Provided entries ::
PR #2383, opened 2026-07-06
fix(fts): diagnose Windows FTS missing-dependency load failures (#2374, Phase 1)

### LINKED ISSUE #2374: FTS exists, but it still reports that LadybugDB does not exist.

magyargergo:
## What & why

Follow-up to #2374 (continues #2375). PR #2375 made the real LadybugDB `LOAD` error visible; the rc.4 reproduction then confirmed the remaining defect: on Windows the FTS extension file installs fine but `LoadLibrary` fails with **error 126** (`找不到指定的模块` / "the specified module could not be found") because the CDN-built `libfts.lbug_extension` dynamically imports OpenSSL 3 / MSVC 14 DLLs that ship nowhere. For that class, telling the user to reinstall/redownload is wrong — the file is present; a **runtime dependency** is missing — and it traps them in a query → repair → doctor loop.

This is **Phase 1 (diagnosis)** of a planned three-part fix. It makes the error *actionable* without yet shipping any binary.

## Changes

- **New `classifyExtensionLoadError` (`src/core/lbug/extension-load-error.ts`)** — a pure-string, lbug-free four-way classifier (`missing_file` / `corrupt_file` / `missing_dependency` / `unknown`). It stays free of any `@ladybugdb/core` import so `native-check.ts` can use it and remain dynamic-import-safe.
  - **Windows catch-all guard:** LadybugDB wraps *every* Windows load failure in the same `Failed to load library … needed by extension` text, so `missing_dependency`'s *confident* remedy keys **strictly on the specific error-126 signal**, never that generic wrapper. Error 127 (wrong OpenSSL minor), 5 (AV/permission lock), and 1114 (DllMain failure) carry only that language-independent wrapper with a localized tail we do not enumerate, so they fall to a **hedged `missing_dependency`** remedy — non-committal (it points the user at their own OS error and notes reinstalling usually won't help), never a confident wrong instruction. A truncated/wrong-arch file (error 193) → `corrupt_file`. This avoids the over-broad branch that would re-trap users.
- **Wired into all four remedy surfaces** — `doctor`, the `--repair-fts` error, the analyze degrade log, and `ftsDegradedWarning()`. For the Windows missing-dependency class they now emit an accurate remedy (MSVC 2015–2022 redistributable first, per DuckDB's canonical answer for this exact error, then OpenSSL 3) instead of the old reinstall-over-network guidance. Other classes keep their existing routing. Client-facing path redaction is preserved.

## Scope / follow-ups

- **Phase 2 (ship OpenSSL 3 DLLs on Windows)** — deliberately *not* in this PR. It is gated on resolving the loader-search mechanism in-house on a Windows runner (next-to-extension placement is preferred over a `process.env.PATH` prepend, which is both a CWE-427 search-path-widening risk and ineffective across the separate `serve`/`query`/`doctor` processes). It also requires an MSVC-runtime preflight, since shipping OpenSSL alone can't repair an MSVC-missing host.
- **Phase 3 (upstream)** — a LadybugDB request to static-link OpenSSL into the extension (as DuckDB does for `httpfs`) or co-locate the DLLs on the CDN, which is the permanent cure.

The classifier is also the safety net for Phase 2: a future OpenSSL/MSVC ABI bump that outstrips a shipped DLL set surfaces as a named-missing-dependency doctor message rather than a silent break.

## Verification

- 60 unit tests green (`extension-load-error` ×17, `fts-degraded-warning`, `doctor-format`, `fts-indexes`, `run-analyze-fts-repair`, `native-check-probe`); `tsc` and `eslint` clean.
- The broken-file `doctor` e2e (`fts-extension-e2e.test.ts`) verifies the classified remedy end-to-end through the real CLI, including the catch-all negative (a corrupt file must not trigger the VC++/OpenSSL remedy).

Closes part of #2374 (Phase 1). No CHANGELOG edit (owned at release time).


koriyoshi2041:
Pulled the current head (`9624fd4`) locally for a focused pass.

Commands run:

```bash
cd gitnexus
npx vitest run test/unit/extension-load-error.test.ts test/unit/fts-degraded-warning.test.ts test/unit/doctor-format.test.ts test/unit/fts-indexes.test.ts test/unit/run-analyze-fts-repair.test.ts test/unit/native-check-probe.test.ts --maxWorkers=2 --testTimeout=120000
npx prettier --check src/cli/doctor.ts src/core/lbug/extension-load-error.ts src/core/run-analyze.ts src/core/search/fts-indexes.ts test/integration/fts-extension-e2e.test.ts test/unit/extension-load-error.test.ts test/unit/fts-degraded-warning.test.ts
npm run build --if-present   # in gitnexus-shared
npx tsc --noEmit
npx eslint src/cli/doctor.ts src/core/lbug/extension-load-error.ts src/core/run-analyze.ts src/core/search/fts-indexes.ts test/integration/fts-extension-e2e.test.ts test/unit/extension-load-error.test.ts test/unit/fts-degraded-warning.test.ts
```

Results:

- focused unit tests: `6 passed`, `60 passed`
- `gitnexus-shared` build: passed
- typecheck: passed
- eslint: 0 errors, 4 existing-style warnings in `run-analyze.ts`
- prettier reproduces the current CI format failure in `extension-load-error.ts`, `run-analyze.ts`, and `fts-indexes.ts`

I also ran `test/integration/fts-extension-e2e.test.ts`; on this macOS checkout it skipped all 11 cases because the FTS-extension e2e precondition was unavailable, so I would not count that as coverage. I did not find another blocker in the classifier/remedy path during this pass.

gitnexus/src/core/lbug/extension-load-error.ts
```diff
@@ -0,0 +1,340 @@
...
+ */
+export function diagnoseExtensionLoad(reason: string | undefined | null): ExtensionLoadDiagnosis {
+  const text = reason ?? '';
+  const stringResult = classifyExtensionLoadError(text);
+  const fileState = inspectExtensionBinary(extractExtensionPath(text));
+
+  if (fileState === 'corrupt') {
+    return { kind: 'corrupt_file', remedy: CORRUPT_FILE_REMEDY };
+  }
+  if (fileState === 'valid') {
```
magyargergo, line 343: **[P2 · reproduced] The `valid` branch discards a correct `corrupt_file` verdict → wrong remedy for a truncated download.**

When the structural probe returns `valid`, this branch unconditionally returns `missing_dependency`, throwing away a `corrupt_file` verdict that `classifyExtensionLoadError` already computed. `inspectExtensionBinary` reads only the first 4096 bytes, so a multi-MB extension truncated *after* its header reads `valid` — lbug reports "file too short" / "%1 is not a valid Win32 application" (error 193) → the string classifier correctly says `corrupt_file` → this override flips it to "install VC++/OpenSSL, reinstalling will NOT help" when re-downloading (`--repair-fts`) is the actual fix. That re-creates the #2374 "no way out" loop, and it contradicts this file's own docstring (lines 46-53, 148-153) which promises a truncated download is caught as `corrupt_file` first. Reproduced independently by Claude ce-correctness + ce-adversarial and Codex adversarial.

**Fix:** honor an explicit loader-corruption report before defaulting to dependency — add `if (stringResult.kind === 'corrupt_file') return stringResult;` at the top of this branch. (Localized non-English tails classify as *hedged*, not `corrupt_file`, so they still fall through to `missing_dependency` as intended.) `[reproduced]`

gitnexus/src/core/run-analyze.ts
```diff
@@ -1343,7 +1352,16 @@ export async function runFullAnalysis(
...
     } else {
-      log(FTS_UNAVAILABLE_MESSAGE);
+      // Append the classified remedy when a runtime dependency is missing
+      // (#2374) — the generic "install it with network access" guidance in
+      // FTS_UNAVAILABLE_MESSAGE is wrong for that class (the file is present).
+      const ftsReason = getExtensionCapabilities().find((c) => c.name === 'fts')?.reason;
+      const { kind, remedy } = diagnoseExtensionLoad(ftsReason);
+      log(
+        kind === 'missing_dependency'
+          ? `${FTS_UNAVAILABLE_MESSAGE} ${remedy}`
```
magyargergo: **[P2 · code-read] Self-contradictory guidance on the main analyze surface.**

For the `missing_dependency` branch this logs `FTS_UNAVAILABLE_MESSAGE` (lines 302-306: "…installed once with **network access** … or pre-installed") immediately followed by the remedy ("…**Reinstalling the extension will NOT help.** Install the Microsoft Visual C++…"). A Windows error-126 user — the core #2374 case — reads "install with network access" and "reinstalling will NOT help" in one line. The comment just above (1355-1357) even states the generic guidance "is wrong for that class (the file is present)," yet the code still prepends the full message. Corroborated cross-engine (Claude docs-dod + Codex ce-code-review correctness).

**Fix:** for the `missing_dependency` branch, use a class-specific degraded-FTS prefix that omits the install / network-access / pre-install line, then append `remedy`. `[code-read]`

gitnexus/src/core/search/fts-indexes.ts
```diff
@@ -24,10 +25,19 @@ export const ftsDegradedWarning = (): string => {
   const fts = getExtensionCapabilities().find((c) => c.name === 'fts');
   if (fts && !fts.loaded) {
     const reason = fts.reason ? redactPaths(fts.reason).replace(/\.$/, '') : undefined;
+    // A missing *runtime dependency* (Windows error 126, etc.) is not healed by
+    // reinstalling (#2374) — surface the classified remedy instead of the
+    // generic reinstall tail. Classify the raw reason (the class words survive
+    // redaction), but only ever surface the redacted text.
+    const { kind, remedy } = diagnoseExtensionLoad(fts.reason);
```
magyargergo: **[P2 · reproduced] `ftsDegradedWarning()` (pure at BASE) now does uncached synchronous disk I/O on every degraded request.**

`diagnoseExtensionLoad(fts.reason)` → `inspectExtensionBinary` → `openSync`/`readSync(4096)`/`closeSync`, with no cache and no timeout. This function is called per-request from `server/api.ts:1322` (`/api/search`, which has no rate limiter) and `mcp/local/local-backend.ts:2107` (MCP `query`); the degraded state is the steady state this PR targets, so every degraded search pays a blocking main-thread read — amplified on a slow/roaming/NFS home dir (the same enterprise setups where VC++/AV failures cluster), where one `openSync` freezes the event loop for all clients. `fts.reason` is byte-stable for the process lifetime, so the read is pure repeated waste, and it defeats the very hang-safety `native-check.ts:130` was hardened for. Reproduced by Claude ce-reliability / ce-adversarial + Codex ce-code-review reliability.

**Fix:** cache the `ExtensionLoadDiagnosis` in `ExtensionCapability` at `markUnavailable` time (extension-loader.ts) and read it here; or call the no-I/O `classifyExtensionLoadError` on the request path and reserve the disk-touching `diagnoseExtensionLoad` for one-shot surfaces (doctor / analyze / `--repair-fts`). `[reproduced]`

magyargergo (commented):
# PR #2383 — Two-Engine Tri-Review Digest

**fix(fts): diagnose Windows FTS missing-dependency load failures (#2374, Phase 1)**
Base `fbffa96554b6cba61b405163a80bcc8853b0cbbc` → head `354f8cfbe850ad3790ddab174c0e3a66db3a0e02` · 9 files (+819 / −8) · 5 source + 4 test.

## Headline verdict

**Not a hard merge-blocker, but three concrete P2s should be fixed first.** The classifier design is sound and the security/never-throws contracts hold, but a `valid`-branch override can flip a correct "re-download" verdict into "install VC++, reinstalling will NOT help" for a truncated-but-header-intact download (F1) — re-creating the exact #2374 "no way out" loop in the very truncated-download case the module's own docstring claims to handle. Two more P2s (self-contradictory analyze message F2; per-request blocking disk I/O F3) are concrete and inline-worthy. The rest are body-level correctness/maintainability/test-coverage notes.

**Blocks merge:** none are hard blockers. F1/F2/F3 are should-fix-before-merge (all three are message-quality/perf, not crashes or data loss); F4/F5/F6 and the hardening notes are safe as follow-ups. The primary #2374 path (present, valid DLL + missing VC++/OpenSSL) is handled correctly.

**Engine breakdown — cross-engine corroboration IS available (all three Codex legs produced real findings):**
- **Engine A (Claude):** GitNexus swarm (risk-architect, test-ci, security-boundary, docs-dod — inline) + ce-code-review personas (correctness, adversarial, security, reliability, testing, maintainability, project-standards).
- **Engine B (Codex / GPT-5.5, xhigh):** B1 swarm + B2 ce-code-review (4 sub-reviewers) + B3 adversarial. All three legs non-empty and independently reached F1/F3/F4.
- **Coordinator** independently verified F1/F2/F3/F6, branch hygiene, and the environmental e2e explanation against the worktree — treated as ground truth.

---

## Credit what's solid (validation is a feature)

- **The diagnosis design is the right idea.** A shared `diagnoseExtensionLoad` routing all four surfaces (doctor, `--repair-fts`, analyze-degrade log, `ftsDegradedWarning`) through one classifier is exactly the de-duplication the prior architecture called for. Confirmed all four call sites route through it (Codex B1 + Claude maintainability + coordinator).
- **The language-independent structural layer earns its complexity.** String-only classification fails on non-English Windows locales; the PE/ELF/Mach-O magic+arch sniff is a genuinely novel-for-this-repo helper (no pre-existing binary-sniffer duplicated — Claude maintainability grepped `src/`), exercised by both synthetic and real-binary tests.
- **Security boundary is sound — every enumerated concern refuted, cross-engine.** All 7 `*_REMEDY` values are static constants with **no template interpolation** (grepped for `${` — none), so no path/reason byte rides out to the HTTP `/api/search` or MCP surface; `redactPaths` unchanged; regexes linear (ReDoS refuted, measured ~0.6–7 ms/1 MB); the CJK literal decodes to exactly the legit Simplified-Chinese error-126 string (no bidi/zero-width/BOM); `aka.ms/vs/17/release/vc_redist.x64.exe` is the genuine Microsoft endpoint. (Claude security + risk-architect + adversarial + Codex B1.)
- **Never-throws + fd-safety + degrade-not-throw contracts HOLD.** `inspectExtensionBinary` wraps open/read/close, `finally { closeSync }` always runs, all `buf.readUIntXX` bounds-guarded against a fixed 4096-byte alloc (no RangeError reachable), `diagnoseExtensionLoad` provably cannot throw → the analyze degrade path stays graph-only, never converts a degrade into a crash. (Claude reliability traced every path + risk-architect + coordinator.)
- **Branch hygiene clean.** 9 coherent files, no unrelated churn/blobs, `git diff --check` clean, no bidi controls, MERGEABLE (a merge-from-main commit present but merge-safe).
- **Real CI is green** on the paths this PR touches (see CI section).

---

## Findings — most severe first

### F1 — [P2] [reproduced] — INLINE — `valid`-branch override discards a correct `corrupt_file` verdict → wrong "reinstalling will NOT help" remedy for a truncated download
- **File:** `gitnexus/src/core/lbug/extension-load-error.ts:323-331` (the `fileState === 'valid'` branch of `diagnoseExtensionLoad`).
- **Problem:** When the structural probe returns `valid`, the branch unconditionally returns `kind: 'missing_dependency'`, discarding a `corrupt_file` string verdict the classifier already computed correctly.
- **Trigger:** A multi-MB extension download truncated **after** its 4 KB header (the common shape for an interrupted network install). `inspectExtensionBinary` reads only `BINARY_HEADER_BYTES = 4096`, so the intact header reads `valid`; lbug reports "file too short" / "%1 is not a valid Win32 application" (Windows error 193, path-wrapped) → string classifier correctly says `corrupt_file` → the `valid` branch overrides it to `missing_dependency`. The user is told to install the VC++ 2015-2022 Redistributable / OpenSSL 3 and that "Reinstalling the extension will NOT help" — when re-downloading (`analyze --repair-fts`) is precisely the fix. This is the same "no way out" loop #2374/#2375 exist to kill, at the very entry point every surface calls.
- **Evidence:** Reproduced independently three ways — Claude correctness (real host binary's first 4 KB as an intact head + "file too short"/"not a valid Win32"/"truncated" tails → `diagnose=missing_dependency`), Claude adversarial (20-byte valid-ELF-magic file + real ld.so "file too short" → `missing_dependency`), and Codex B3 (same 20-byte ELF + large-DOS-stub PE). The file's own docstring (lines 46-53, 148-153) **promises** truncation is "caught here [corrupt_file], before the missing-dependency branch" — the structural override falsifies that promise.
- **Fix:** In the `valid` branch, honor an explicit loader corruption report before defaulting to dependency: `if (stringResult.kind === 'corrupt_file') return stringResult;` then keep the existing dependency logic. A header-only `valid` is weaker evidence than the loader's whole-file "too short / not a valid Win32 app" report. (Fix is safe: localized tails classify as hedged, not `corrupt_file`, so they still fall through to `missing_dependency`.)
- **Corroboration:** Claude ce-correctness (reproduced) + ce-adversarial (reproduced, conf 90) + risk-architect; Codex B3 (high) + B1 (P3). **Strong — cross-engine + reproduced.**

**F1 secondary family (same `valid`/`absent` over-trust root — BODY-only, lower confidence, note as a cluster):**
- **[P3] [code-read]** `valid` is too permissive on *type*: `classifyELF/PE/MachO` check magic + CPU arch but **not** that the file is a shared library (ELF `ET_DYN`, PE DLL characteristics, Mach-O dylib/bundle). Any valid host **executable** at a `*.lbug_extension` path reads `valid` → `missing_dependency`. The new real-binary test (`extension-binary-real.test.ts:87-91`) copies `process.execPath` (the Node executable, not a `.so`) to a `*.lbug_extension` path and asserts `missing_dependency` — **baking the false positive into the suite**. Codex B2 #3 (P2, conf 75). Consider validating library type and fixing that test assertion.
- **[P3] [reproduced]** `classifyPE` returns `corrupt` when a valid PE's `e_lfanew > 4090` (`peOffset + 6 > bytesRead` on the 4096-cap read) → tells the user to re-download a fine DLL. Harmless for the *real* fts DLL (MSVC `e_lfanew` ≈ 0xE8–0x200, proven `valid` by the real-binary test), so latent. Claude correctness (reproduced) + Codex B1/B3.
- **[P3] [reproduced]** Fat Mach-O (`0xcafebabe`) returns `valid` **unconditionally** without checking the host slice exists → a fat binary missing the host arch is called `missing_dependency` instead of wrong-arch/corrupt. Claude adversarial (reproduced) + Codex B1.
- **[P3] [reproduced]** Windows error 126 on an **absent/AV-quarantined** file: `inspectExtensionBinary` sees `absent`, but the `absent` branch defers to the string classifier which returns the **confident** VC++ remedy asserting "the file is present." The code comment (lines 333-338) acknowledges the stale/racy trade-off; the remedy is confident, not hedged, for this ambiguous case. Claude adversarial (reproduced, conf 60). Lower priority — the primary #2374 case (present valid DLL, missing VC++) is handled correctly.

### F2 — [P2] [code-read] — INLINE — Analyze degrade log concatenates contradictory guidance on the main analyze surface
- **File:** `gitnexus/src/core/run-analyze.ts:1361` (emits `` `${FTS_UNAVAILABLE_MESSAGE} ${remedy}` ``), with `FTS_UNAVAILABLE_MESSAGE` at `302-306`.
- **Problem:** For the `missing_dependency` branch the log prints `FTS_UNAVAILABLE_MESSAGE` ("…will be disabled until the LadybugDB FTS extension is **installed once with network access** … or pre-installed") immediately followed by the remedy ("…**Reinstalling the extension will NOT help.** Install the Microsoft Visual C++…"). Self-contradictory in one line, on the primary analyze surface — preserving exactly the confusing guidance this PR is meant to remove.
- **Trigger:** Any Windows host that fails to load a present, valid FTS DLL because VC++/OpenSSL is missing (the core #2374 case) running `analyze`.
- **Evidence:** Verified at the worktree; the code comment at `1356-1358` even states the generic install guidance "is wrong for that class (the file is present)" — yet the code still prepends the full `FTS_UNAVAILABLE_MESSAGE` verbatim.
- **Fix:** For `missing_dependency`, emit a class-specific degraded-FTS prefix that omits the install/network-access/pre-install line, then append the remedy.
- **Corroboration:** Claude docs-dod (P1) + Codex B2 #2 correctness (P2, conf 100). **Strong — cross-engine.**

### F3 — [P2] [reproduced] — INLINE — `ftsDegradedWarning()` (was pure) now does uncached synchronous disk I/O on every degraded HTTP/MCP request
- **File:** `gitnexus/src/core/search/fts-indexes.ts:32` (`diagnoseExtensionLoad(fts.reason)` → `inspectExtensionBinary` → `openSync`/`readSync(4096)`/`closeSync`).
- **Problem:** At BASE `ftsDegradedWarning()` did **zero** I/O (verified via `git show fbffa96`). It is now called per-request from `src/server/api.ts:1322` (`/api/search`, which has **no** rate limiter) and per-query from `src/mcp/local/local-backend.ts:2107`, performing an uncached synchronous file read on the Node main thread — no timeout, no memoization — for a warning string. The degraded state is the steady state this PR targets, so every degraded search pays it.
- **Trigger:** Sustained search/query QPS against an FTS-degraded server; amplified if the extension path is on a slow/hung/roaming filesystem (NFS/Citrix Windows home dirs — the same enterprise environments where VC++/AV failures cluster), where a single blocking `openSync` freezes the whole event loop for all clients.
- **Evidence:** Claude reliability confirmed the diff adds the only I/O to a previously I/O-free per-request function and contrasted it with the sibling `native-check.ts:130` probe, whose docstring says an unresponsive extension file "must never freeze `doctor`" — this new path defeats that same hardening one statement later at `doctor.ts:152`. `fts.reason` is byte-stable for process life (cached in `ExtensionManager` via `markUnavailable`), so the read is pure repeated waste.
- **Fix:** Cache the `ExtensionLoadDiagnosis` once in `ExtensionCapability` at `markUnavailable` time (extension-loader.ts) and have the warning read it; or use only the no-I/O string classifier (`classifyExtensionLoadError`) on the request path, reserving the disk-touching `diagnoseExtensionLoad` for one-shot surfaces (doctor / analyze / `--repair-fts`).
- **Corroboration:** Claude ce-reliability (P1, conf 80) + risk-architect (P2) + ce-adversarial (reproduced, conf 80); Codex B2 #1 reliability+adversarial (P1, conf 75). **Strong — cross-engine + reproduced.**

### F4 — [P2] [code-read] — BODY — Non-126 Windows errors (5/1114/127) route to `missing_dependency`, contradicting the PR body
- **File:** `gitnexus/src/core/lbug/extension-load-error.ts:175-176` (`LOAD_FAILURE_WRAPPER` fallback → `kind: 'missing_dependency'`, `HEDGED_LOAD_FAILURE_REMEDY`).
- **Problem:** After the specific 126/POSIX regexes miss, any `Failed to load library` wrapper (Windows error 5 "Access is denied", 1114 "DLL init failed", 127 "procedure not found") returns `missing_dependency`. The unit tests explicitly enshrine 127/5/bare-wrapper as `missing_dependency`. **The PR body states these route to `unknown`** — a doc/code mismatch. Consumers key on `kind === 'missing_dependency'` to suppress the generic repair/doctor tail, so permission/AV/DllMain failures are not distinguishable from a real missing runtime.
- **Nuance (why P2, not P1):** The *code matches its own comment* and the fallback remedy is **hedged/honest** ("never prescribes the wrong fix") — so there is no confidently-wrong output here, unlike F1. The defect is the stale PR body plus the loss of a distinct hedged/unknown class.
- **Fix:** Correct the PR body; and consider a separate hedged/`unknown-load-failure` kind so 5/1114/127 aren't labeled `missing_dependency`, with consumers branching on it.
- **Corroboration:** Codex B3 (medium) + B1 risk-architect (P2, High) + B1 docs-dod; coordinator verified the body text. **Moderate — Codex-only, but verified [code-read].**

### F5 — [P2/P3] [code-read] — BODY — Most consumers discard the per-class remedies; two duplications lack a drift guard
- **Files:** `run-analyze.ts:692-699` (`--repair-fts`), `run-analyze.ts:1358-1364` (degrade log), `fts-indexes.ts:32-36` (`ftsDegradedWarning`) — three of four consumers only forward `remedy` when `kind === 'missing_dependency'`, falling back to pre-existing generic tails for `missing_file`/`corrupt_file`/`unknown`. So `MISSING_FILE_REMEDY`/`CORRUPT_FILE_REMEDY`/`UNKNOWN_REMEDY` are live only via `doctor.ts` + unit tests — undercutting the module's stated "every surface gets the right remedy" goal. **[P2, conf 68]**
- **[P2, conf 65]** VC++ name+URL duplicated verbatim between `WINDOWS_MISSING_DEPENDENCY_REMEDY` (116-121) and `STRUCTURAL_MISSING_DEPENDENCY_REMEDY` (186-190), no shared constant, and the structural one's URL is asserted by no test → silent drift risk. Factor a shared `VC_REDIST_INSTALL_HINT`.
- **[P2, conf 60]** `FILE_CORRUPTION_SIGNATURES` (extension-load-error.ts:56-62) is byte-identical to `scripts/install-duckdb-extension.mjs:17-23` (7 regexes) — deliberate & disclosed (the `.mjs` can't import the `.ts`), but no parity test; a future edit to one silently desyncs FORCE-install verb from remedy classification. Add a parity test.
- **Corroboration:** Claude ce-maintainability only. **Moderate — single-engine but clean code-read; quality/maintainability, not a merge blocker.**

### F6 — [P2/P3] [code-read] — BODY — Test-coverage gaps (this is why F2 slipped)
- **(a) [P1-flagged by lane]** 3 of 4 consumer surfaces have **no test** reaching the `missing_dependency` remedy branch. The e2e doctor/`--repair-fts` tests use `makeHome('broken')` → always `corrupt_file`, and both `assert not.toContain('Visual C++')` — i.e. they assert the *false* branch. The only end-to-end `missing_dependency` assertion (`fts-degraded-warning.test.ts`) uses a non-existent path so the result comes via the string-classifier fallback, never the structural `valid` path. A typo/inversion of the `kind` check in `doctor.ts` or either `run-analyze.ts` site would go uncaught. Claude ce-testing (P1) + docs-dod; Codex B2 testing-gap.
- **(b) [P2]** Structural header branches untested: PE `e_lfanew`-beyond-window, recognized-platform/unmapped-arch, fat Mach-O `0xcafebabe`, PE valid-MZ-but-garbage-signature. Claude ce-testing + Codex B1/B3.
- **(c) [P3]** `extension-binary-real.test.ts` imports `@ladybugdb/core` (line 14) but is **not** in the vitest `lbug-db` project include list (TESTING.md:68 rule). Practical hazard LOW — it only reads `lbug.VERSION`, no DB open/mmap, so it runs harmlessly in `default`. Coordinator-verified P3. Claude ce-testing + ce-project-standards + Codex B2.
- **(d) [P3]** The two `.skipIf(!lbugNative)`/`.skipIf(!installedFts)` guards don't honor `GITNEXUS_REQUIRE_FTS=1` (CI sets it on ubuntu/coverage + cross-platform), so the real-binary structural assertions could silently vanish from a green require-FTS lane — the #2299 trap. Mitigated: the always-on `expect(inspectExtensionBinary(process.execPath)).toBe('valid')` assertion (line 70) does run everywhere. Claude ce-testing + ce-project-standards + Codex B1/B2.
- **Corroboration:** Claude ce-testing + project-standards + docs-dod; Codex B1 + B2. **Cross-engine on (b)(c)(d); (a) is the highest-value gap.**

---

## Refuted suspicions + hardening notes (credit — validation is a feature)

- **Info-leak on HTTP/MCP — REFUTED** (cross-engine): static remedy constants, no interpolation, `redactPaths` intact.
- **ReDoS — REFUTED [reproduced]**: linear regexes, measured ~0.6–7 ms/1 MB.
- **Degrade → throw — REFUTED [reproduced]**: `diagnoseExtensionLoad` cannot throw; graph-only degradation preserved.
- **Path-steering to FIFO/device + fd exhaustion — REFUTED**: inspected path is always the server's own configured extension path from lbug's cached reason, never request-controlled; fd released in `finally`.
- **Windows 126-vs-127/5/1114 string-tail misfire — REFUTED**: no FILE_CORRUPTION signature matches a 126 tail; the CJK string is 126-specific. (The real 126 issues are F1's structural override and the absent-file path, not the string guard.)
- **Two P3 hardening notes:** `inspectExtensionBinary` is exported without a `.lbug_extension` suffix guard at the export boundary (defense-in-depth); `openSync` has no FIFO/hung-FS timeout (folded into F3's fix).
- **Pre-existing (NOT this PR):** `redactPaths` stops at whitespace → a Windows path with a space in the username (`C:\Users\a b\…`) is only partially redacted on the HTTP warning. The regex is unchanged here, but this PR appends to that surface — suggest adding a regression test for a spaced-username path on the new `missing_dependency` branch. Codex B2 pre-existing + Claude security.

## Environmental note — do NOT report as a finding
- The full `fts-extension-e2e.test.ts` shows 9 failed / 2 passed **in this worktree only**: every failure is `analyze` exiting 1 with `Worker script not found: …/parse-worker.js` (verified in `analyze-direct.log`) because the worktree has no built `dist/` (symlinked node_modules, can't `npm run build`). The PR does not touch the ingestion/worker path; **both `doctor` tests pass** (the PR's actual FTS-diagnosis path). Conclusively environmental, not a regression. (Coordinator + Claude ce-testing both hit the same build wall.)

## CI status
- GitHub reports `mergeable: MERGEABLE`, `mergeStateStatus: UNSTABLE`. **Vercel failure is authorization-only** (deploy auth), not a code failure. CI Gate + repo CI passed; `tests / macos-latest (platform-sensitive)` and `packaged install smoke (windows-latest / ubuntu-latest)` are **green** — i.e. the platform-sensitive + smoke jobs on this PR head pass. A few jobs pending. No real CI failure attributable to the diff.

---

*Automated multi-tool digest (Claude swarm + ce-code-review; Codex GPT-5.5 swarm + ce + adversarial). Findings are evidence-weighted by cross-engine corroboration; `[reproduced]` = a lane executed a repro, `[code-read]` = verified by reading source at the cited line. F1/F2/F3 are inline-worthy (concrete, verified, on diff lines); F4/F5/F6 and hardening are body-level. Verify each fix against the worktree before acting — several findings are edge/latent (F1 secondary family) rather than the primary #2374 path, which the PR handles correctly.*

Work required ::
Collect each line of the entries that has the word "imports", copying it in full.

Your response ::
Follow-up to #2374 (continues #2375). PR #2375 made the real LadybugDB `LOAD` error visible; the rc.4 reproduction then confirmed the remaining defect: on Windows the FTS extension file installs fine but `LoadLibrary` fails with **error 126** (`找不到指定的模块` / "the specified module could not be found") because the CDN-built `libfts.lbug_extension` dynamically imports OpenSSL 3 / MSVC 14 DLLs that ship nowhere. For that class, telling the user to reinstall/redownload is wrong — the file is present; a **runtime dependency** is missing — and it traps them in a query → repair → doctor loop.
- **(c) [P3]** `extension-binary-real.test.ts` imports `@ladybugdb/core` (line 14) but is **not** in the vitest `lbug-db` project include list (TESTING.md:68 rule). Practical hazard LOW — it only reads `lbug.VERSION`, no DB open/mmap, so it runs harmlessly in `default`. Coordinator-verified P3. Claude ce-testing + ce-project-standards + Codex B2.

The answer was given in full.